### Required action:
The response must reproduce exactly every line of the material below holding the word "https".

(Beginning of Given data)

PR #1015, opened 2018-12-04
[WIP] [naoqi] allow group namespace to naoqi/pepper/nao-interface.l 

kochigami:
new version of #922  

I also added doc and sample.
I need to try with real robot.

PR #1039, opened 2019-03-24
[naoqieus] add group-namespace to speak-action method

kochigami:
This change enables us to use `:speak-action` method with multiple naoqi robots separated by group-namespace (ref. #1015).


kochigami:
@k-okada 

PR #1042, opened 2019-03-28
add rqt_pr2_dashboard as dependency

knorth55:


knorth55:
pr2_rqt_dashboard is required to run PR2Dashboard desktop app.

(End of Given data)
(Beginning of Given data)

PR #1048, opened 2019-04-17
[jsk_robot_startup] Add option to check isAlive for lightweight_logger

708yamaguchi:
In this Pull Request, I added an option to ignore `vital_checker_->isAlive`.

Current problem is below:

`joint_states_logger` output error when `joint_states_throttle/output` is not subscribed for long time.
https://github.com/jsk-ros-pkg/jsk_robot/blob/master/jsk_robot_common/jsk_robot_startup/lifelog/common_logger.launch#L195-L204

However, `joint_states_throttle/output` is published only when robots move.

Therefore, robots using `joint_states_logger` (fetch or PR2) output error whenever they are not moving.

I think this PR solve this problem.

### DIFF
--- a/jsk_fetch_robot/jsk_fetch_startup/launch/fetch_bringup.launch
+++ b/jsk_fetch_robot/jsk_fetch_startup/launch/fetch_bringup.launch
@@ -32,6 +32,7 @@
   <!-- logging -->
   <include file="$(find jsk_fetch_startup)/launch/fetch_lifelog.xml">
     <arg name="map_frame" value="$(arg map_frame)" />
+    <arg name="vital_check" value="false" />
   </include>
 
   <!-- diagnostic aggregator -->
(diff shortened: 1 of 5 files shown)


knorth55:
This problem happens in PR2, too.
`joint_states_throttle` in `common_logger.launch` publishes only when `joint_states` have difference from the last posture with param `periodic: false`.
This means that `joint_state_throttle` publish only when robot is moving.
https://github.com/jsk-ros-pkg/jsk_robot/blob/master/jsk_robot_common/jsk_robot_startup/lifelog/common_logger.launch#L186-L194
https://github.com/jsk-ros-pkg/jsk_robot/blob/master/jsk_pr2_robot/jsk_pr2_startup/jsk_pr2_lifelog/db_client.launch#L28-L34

(End of Given data)

### Solution to this task:
https://github.com/jsk-ros-pkg/jsk_robot/blob/master/jsk_robot_common/jsk_robot_startup/lifelog/common_logger.launch#L195-L204
https://github.com/jsk-ros-pkg/jsk_robot/blob/master/jsk_robot_common/jsk_robot_startup/lifelog/common_logger.launch#L186-L194
https://github.com/jsk-ros-pkg/jsk_robot/blob/master/jsk_pr2_robot/jsk_pr2_startup/jsk_pr2_lifelog/db_client.launch#L28-L34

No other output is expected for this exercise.